- What is being asked:
The lines from the top of the data down to the line with "If you know how to, please fix it 😄" should be repeated exactly, both ends included.
[[ Listed entries, beginning ]]
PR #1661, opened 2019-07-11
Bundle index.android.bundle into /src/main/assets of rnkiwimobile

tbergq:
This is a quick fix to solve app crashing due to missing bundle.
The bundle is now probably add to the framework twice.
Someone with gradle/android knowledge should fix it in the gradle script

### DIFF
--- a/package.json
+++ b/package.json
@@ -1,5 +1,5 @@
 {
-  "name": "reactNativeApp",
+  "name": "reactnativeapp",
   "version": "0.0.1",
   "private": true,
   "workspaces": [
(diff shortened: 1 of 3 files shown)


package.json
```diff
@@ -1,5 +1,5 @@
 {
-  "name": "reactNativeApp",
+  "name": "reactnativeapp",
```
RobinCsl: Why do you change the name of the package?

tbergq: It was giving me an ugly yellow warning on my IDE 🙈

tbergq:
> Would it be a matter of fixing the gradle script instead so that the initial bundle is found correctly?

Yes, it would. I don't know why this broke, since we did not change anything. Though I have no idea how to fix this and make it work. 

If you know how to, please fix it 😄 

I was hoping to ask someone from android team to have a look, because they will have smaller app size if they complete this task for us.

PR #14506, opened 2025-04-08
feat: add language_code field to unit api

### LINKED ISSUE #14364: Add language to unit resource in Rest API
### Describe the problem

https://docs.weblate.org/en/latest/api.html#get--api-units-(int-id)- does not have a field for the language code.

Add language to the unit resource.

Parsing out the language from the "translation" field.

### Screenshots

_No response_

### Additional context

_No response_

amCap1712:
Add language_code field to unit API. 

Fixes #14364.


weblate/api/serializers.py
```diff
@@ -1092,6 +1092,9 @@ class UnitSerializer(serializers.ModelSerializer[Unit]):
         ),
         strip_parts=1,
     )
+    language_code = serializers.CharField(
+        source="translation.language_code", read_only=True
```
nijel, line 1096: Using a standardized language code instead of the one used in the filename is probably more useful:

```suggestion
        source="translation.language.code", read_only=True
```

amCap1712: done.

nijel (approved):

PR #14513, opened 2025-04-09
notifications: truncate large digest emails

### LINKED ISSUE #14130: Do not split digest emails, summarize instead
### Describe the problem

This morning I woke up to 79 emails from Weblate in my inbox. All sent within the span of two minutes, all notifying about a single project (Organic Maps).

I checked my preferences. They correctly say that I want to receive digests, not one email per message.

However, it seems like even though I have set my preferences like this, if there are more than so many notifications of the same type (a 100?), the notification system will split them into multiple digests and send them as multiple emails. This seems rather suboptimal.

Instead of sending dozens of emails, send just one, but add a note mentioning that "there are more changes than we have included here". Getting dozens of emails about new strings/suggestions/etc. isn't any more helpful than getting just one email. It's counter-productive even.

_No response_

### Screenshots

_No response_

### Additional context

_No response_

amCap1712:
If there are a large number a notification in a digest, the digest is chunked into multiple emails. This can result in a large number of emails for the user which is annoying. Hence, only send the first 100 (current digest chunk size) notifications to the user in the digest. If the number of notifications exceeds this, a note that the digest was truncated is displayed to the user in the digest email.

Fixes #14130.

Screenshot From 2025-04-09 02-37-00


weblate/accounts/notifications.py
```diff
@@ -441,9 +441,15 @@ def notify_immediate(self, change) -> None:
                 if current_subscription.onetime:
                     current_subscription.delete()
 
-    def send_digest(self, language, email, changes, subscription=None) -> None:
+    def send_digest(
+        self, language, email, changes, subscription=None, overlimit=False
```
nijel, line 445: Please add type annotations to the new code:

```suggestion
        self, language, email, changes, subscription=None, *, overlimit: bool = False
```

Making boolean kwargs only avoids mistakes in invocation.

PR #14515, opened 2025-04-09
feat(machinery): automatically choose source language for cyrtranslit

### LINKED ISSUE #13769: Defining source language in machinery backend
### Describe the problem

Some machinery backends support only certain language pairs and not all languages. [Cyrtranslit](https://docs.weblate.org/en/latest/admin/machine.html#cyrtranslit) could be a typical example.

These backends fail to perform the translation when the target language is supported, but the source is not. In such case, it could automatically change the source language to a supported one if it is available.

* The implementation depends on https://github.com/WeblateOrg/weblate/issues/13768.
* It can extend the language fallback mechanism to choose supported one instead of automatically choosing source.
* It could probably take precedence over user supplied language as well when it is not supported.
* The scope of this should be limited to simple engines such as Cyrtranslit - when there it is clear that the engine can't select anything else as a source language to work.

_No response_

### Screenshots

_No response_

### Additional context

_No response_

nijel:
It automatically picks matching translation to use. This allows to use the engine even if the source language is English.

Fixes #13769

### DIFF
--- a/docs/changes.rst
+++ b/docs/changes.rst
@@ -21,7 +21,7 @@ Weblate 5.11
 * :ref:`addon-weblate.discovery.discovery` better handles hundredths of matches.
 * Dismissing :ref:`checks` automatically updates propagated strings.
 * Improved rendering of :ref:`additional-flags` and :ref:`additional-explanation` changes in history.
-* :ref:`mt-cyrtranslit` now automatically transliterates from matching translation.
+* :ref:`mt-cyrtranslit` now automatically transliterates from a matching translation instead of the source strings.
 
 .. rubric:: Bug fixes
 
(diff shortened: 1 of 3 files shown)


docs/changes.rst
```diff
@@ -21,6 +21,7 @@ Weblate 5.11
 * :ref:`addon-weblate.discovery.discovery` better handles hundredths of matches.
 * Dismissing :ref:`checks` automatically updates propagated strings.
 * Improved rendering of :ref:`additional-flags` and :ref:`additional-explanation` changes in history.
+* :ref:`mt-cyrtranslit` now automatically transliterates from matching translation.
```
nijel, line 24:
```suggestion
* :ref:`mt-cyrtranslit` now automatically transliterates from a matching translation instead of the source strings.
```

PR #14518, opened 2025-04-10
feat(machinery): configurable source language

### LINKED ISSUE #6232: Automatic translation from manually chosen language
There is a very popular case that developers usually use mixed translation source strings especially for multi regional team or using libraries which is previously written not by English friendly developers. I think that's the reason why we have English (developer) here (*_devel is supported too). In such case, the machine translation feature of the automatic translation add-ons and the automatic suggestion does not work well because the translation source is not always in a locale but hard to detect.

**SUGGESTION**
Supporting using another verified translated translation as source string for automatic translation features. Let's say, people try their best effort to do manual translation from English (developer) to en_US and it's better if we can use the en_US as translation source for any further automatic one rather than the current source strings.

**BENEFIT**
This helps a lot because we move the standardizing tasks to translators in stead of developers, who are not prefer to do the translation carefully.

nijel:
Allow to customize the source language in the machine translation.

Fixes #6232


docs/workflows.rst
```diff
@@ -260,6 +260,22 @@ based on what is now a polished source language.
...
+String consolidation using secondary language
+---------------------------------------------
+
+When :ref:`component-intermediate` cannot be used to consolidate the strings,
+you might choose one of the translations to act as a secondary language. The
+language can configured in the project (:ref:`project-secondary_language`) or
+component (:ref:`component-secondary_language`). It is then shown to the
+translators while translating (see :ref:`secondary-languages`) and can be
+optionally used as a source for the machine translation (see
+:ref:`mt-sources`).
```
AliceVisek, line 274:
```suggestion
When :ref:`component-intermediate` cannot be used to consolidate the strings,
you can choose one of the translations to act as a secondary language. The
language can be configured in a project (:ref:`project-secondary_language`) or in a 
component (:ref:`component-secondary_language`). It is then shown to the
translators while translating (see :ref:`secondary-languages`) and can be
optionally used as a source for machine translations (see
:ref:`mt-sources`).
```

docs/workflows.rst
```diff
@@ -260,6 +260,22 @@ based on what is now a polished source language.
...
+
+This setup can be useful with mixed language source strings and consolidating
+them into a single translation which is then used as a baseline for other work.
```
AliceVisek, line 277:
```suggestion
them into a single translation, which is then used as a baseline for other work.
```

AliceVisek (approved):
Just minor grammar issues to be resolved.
[[ Listed entries, end ]]
- Output below:
PR #1661, opened 2019-07-11
Bundle index.android.bundle into /src/main/assets of rnkiwimobile

tbergq:
This is a quick fix to solve app crashing due to missing bundle.
The bundle is now probably add to the framework twice.
Someone with gradle/android knowledge should fix it in the gradle script

### DIFF
--- a/package.json
+++ b/package.json
@@ -1,5 +1,5 @@
 {
-  "name": "reactNativeApp",
+  "name": "reactnativeapp",
   "version": "0.0.1",
   "private": true,
   "workspaces": [
(diff shortened: 1 of 3 files shown)


package.json
```diff
@@ -1,5 +1,5 @@
 {
-  "name": "reactNativeApp",
+  "name": "reactnativeapp",
```
RobinCsl: Why do you change the name of the package?

tbergq: It was giving me an ugly yellow warning on my IDE 🙈

tbergq:
> Would it be a matter of fixing the gradle script instead so that the initial bundle is found correctly?

Yes, it would. I don't know why this broke, since we did not change anything. Though I have no idea how to fix this and make it work. 

If you know how to, please fix it 😄 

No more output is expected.